だから、異世界で馴染みある日本の何かが評価される姿というのが読んでて嬉しいんですね。

これがなろうのチート系作品であっても叩かれない大きな所以だと思います。

で、もう一つ。
今度は料理作品という視点でのお話。

料理系作品というのは、『料理』と『料理を食べて反応する者』が必要になります。
基本的に、その反応が大きければ大きい程料理の評価がアップします。

で、これをやるのにわかりやすく効果的な方法が二つ。
普通の人の発想にない驚きの料理を作ること。
「ミスター味っ子」しかり「食戟のソーマ」しかり「鉄鍋のジャン」しかり、これが一番スタンダードですね。

もう一つが、食べる側のステージを下げること。
こっちは誰でも知ってるような作品をぱっと思いつかないので極論を言うと、世界が完全に崩壊して何百年も経って文化が崩壊した生活を送ってる若者達に、現代の料理を食わせると次元の違う美味さに仰天するでしょう。

だって料理の文化がリセットされた世界では、うどんの出汁や肉につけた胡椒一つが未知の味そのものなのですから。

もうわかったと思いますが、異世界モノという特性を活かし自然に後者のシチュエーションを作り上げたのが異世界居酒屋「のぶ」です。

今回説明に窮しましたが今後は逆に後者のタイプを説明する時に、『異世界居酒屋「のぶ」という作品があってね……』という例に使えるくらい完璧に、この方程式に当て込んだと思うのです。

個人的にこの表現方法をあらかじめ知っていてやったのか知らなかったのか、今度蝉さんとお話する機会があったら聞いてみたいなと思っています。思ってるよ、蝉さん!

というわけのわからない振りを入れたところで、ストーリーの感想に入ろうかと。
序盤のストーリー展開は上の方程式そのもので、現代社会と比較して文化が未成熟な世界に日本料理でアタックかけたら、予想外の美味しさに電流走る人々の様子を描いています。

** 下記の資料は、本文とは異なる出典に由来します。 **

PR #761, opened 2019-05-31
Redirect users without memberships to orgs

steventux:
https://trello.com/c/0g3MYHja/28-allow-a-orphaned-user-to-login

Screenshot from 2019-06-06 09-15-41

When a user is no longer associated with any organisation (this is possible if an admin deletes a user's only org) we need to ensure that, once authenticated, they associate themselves with an organisation.
This PR makes sure the orphaned user is redirected to the support form with an additional explanation of why they are there.

### DIFF
--- a/app/controllers/application_controller.rb
+++ b/app/controllers/application_controller.rb
@@ -3,7 +3,7 @@ class ApplicationController < ActionController::Base
 
   before_action :authenticate_user!, except: :error
   before_action :configure_devise_permitted_parameters, if: :devise_controller?
-  before_action :ensure_user_belongs_to_organisation, unless: :current_action_is_valid?
+  before_action :redirect_user_with_no_organisation, unless: :current_action_is_valid?
 
   helper_method :current_organisation, :super_admin?
 
@@ -33,23 +33,18 @@ protected
     devise_parameter_sanitizer.permit(:accept_invitation, keys: [:name])
   end
 
-  def ensure_user_belongs_to_organisation
-    if current_user && current_user.organisations.empty?
-      message = 'Please select your organisation'
-
-      redirect_to new_organisation_path, notice: message
+  def redirect_user_with_no_organisation
+    if current_user&.organisations&.empty?
+      msg = "You do not belong to an organisation. Please mention this in your support request."
+      redirect_to signed_in_new_help_path, notice: msg
     end
   end
 
   def current_action_is_valid?
-    valid_actions_for_orphaned_user.fetch(controller_name, []).include?(action_name)
+    controller_name == 'help' && valid_help_actions.include?(action_name)
   end
 
-  def valid_actions_for_orphaned_user
-    @valid_actions_for_orphaned_user ||= {
-      'current_organisation' => %w(edit),
-      'organisations' => %w(new create),
-      'help' => %w(new create technical_support user_support admin_account)
-    }.freeze
+  def valid_help_actions
+    @valid_help_actions ||= %w(signed_in create).freeze
   end
 end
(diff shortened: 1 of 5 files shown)


app/views/layouts/_google_analytics.html.erb
```diff
@@ -4,7 +4,7 @@
   <script>
     window.dataLayer = [{
       'signedIn': '<%= user_signed_in?.to_json %>',
-      'hasIPs': '<%= (!!current_user && current_organisation.ips.any?).to_json %>'
+      'hasIPs': '<%= (!!current_user && current_organisation && current_organisation.ips.any?).to_json %>'
```
tommotaylor: Rather than `current_organisation && current_organisation.ips.any?` can we use `current_organisation&.ips&.any?`

Same applies anywhere we're using `current_organisation && current_organisation.ips.any?`

spec/features/user_with_no_organisation_memberships_spec.rb
```diff
@@ -0,0 +1,28 @@
+describe 'A confirmeduser with no organisation memberships logs in', type: :feature do
```
tommotaylor: Spelling `confirmeduser`

steventux:
@tommotaylor I think I've covered all your review comments now, I've redirected to the change organisation page with the suggested message.

app/controllers/application_controller.rb
```diff
@@ -31,4 +32,15 @@ def authorise_manage_locations
   def configure_devise_permitted_parameters
     devise_parameter_sanitizer.permit(:accept_invitation, keys: [:name])
   end
+
+  def ensure_user_belongs_to_organisation
+    if current_user&.organisations&.empty?
+      msg = "You do not belong to an organisation. Please mention this in your support request."
+      redirect_to user_support_new_help_path, notice: msg
```
emileswarts: The public help page is 
```
new_help_path
```

app/controllers/application_controller.rb
```diff
@@ -31,4 +32,19 @@ def authorise_manage_locations
   def configure_devise_permitted_parameters
     devise_parameter_sanitizer.permit(:accept_invitation, keys: [:name])
   end
+
+  def ensure_user_belongs_to_organisation
+    if current_user&.organisations&.empty?
+      msg = "You do not belong to an organisation. Please mention this in your support request."
+      redirect_to new_help_path, notice: msg
```
emileswarts: Cool looks good

app/controllers/application_controller.rb
```diff
@@ -31,4 +32,19 @@ def authorise_manage_locations
...
+    end
+  end
+
+  def current_action_is_valid?
+    controller_name == 'help' && valid_help_actions.include?(action_name)
+  end
+
+  def valid_help_actions
+    @valid_help_actions ||= %w(admin_account technical_support user_support signed_in new create).freeze
+  end
```
emileswarts: Given the new_help_path is public, we won't need these two methods above.

app/views/application/_subnavigation.html.erb
```diff
@@ -1,7 +1,7 @@
 <div class='govuk-grid-row subnav govuk-!-margin-0'>
   <div class='govuk-grid-column-one-third govuk-grid-column-one-half-from-desktop govuk-!-padding-left-0 organisation-name'>
     <p class='govuk-body govuk-!-margin-0 govuk-!-padding-0'>
-      <strong class="govuk-!-margin-right-1"><%= current_organisation.name %></strong>
+      <strong class="govuk-!-margin-right-1"><%= current_organisation.name if current_organisation %></strong>
```
emileswarts: Also no need to modify these files as we will redirect to the public page.
We can safely assume that anyone who is logged in has an organisation at this point.

PR #763, opened 2019-06-03
Refactor LogsSearch validation

steventux:
Part of https://trello.com/c/oCYLBJ0y/9-reduce-sentry-errors-to-zero

Spotted there might be validation problems from [a production Sentry error](https://sentry.io/organizations/government-digital-services/issues/855105327/?environment=production&project=1259357&query=is%3Aunresolved)

The fix involved a bit of a refactor to use Rails validation helpers.

### DIFF
--- a/app/models/logs_search.rb
+++ b/app/models/logs_search.rb
@@ -1,45 +1,19 @@
 class LogsSearch
   include ActiveModel::Model
 
-  attr_accessor :filter, :first_step
-  attr_writer :term
+  attr_accessor :filter, :first_step, :search_term
 
-  validate :validate_term, :validate_presence
-
-  def term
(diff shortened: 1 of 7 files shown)


app/models/logs_search.rb
```diff
@@ -1,45 +1,19 @@
...
 
-  validate :validate_term, :validate_presence
-
-  def term
-    @term&.strip
-  end
+  validates :search_term, presence: { message: 'cannot be empty' }
+  validates :search_term,
+            length: { in: 5..6, message: 'must be 5 or 6 characters' },
+            if: -> { filter == 'username' }
```
emileswarts: very nice

PR #764, opened 2019-06-03
WIP: Improve DB queries

georgeschena:


georgeschena:
@steventux Yeah I agree with you, I will add it into the test environment so when we run tests we can catch these N+1 queries during testing.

けれど、それって言ってしまうとリアクション芸人の一発ギャグに近い類なんですよ。「どげせん」みたいな。
土下座一つで読み手を沸かせる発想力は天才的だけど、それだけだとすぐに慣れて飽きられてしまう。

つまり長編一つ作るためのマンネリ回避が必要になるわけです。
そこで料理の次に何を意識するのかというとこの世界に登場するキャラクターです。

のぶで働く日本人二人は、きちんと日本人的なキャラをしていなければこの話は成立しません。
だから、異世界側の人達だからこその価値観・職業・人間性を描くことで話に奥行や展開の広がりを作る必要があります。

それもまた、舞台が完全に「のぶ」に限定されていることを利用しています。
要はさっきもさらっと書いた、居酒屋を利用する異世界の住人達の群像劇を展開していくことです。

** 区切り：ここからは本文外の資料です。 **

PR #766, opened 2019-06-04
Fix duplicate email sent on first invite

tommotaylor:
Fixes the issue where a new user was receiving both an invitation email based on them being a new user and a membership invitation email based on them being invited to an organisation.

Eventually it would be nice to only have one way of being invited to an organisation. Currently you can either be invited via the `User` (devise, for new users) or via the `Membership` (ours, for existing users). But that can be another PR

### DIFF
--- a/app/controllers/users/invitations_controller.rb
+++ b/app/controllers/users/invitations_controller.rb
@@ -31,17 +31,19 @@ private
   def add_user_to_organisation(organisation)
     membership = invited_user.memberships.find_or_create_by(invited_by_id: current_user.id, organisation: organisation)
     membership.update_attributes(can_manage_team: params[:can_manage_team], can_manage_locations: params[:can_manage_locations])
-    send_membership_invite_to_confirmed_users_only(membership)
+    send_invite_email(membership) if user_has_confirmed_account?
   end
 
-  def send_membership_invite_to_confirmed_users_only(membership)
-    if invited_user.confirmed?
-      AuthenticationMailer.membership_instructions(
-        invited_user,
-        membership.invitation_token,
-        organisation: current_organisation
-      ).deliver_now
-    end
+  def send_invite_email(membership)
+    AuthenticationMailer.membership_instructions(
+      invited_user,
+      membership.invitation_token,
+      organisation: current_organisation
+    ).deliver_now
+  end
+
+  def user_has_confirmed_account?
+    invited_user.confirmed?
   end
 
   def after_path(organisation)
--- a/app/controllers/users/invitations_controller.rb
+++ b/app/controllers/users/invitations_controller.rb
@@ -21,22 +21,27 @@ class Users::InvitationsController < Devise::InvitationsController
       return
     end
 
-    invite_user(organisation)
+    add_user_to_organisation(organisation)
 
     redirect_to(after_path(organisation), notice: "#{invited_user.email} has been invited to join #{organisation.name}")
   end
 
 private
 
-  def invite_user(organisation)
+  def add_user_to_organisation(organisation)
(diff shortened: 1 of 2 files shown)


spec/features/memberships/invite_user_to_their_first_organisation_spec.rb
```diff
@@ -0,0 +1,47 @@
...
+      before do
+        membership = user.membership_for(organisation)
+        visit confirm_new_membership_path(token: membership.invitation_token)
+        fill_in "name", with: "Invitee"
+        fill_in "password", with: "password"
+        click_on "Save"
+      end
+
+      it 'allows the user to sign in successfully' do
+        expect(page).to have_content 'Sign out'
```
tommotaylor: This is failing:
```
Failure/Error: invitation.confirm!

     NoMethodError:
       undefined method `confirm!' for nil:NilClass
     # ./app/controllers/users/memberships_controller.rb:4:in `create'
```

app/controllers/users/invitations_controller.rb
```diff
@@ -21,22 +21,27 @@ def create
       return
     end
 
-    invite_user(organisation)
+    add_user_to_organisation(organisation)
```
emileswarts: I didn't mind the invite_user method name.
add_user_to_organisation sounds to me like it's a done deal and no further action is required.

Keen to hear your thoughts.

app/controllers/users/invitations_controller.rb
```diff
@@ -21,22 +21,27 @@ def create
...
     membership = invited_user.memberships.find_or_create_by(invited_by_id: current_user.id, organisation: organisation)
     membership.update_attributes(can_manage_team: params[:can_manage_team], can_manage_locations: params[:can_manage_locations])
-
-    send_invitation_email(membership)
+    send_membership_invite_to_confirmed_users_only(membership)
   end
 
-  def send_invitation_email(membership)
-    AuthenticationMailer.membership_instructions(invited_user, membership.invitation_token, organisation: current_organisation).deliver_now
+  def send_membership_invite_to_confirmed_users_only(membership)
```
emileswarts: The plural 'users' sounds like it could send this out to more than one user.
What about 'notify_invited_to_team' ?

Just thinking out loud here, but this name applies only to existing users.
You won't be invited to a team if you created the account yourself.

spec/features/memberships/invite_user_to_their_first_organisation_spec.rb
```diff
@@ -0,0 +1,48 @@
+require 'support/invite_use_case'
```
emileswarts: The spec I was just working on:
spec/features/team/accept_an_invitation_and_sign_up_spec.rb

Seems to assert on this too.  Wonder if we can combine these specs?
I know there is a large name refactor pending.

app/controllers/users/invitations_controller.rb
tommotaylor: Yeah makes sense. But I want to have really well explained methods in this controller. Its already super confusing.

app/controllers/users/invitations_controller.rb
tommotaylor: Yeah I don't really mind either way. My thinking here was that we've got  `invitations` for new users and `membership invites` for existing users. These are the two pathways. So rather than rely on a word that could be misconstrued, I went for something super literal which is the creation of the relationship.

spec/features/memberships/invite_user_to_their_first_organisation_spec.rb
tommotaylor: Theres loads we can do here. Lets leave it for now, fix the edge cases, then improve the specs.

ベルトホルトのイカ嫌いを治す話や親方喧嘩なんかがわかりやすい話で、メインが料理そのものから登場人物の性格ややりとりに比重を置くようシフトしているのがわかります。
居酒屋という人と人との繋がりを大事にする場所を上手く使ってグルメ小説と平行して人情ドラマを展開させて読者を飽きないようにしているわけです。

時折話が政治や大事件に結びつくこともありますが、あくまで本筋は居酒屋か伸びてもその近所(鰻買いに行くだけ)で事を納めています。
最後の国家間の会議ですら、真似たのは居酒屋としての接客でありのぶが大舞台で料理をしたわけではないのが、この物語の在り方を示していると言えるかもしれません。

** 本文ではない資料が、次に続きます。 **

PR #775, opened 2019-06-06
Lookup user contact details from username

steventux:
https://trello.com/c/ydPR0kkx/33-l-allow-gds-super-admin-to-find-user-details-of-a-username-and-vice-versa-7

Screenshot from 2019-06-06 13-24-01

Allows a super admin to search for users by email, phone number or username and retrieve useful contact information.
Provides a link to search logs for the resulting user.

See https://github.com/alphagov/govwifi-terraform/pull/259 for terraform changes to allow connection to user db.

### TODO

This search feature doesn't have any navigation yet, we need to decide where it lives.

### DIFF
--- a/app/models/wifi_user.rb
+++ b/app/models/wifi_user.rb
@@ -1,0 +1,10 @@
+class WifiUser < ApplicationRecord
+  establish_connection WIFI_USER_DB
+  self.table_name = "userdetails"
+
+  def self.search(search_term)
+    search_attr = search_term =~ /^[a-z]{5,6}$/i ? :username : :contact
+
+    find_by(search_attr => search_term)
+  end
+end
--- a/mysql_user/Dockerfile
+++ b/mysql_user/Dockerfile
@@ -1,0 +1,3 @@
+FROM mysql:5.7
+
+ADD wifi_user_schema.sql /docker-entrypoint-initdb.d
--- a/spec/features/super_admin/lookup_wifi_user_contact_details_spec.rb
+++ b/spec/features/super_admin/lookup_wifi_user_contact_details_spec.rb
@@ -1,0 +1,60 @@
+describe 'Lookup wifi user contact details', type: :feature do
+  let(:user) { create(:user, :super_admin) }
+  let(:search_term) { '' }
+  let(:contact) { 'wifi.user@govwifi.org' }
+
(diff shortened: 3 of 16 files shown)


emileswarts:
Looks good!

app/models/wifi_user.rb
```diff
@@ -0,0 +1,10 @@
+class WifiUser < ActiveRecord::Base
```
tommotaylor: This should inheret from `ApplicationRecord` it's a Rails 5 thing.

Or it could just be a PORO that includes `ActiveModel:Model` like the `LogsSearch` class:
```
class LogsSearch
  include ActiveModel::Model
```

spec/features/super_admin/lookup_wifi_user_contact_details_spec.rb
```diff
@@ -0,0 +1,60 @@
+describe 'Lookup wifi user contact details', type: :feature do
+  let(:user) { create(:user, :super_admin) }
+  let(:search_term) { '' }
+  let(:contact) { 'wifi.user@govwifi.org' }
+
+  after { WifiUser.destroy_all }
```
tommotaylor: I think this will automatically be cleaned up by RSpec, or is it specifically needed to avoid errors?

steventux: I found I was getting duplicate key errors on username. I agree it's a bit of a smell that something isn't right in the setup.

app/models/wifi_user.rb
steventux: Good point, I'll update to inherit from `ApplicationRecord` as this will still give me the AR finder methods needed for `find_by` and should ensure the resulting SQL query is clean.

spec/features/super_admin/lookup_wifi_user_contact_details_spec.rb
tommotaylor: 👍

mysql_user/Dockerfile
```diff
@@ -0,0 +1,3 @@
+FROM mysql:5.7
```
cybojenix: user database is actually mysql 8.0

steventux: :+1: OK, I'll amend in another PR

PR #778, opened 2019-06-10
setup DatabaseCleaner to properly clean all our databases

cybojenix:
DatabaseCleaner will only clean the default database by default, so expose it to our other databases


emileswarts:
Nice!

PR #1304, opened 2021-05-21
Add a warning page that 2fa is going to be mandatory soon.

koetsier:
Currently non-superadmins can skip setting up 2fa but that is
going to disappear soon. This commit adds a warning page that this
is happening and a link where users can get help.

image

image

Trello: https://trello.com/c/jCZwXfk6/1149-change-admin-site-to-warn-of-two-factor-authentication-changes

### DIFF
--- a/app/controllers/users/two_factor_authentication_setup_controller.rb
+++ b/app/controllers/users/two_factor_authentication_setup_controller.rb
@@ -9,12 +9,6 @@ class Users::TwoFactorAuthenticationSetupController < ApplicationController
   end
 
   def update
-    if params[:commit] == "Remind me next time"
-      flash[:notice] = "Two factor authentication setup skipped until next time"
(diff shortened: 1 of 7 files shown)


colinbm (approved):

joelanman:
thanks @koetsier can you explain the controller logic a bit so we're all clear on it?

koetsier:
> thanks @koetsier can you explain the controller logic a bit so we're all clear on it?

There's a new link on the 2FA page that only shows up if you're not a super admin (otherwise 2fa would already be mandatory) that takes you to a new controller `two_factor_authentication_unable_controller.rb`, which handles showing the 2FA warning screen (2nd screenshot). If the user decides to skip 2fa, the `update` method on that controller is called and 2FA is ignored for the session`. If not, one link takes the user back and the other sends the email

PR #1305, opened 2021-05-25
Remove `autofocus` attribute from form fields

colinbm:
## What

Remove `autofocus` attribute from form fields

## Why

Autofocus is frowned upon for accessibility purposes, as "users would expect to navigate the page in reading order, from top to bottom and left to right."


Ian-Nicholls (approved):
LGTM

PR #1306, opened 2021-05-25
Wrap the "no results" messages in `aria-role="status"`

colinbm:
## What

Implement `aria-role="status"` on "no results" messages.

## Why

Screen readers don't automatically know to read the no results message when searching. This adds the hint that it's relevant content.

## Note

Based on [this](https://www.davidmacd.com/blog/test-aria-live-display-none.html) the role needs to be on a containing element, as it relates to the inner content, so setting it on the `p` that's being shown/hidden wouldn't have an effect.

### DIFF
--- a/app/views/ips/index.html.erb
+++ b/app/views/ips/index.html.erb
@@ -27,9 +27,11 @@
       You need to add at least one location to offer GovWifi
     </p>
   <% else %>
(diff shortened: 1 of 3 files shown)


Ian-Nicholls (approved):
LGTM

Ian-Nicholls (approved):
LGTM (again)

国にちょっとした影響は与えつつも、居酒屋としての領分を越えることもなければ直接世界を救うなんてこともない。
あくまで一軒の居酒屋とそこで出会う人達が少しずつ影響されて生活しているという、異世界交流の物語でありだからこそ魅力ある作品に仕上がったのだと思います。

あ、個人的にこの物語のツッコミというか疑問として、売り上げが順調に伸びているだろう「のぶ」にしょっちゅうこの売上分の金銀を換金させられる質屋の需要と供給バランスは大丈夫なんだろうか。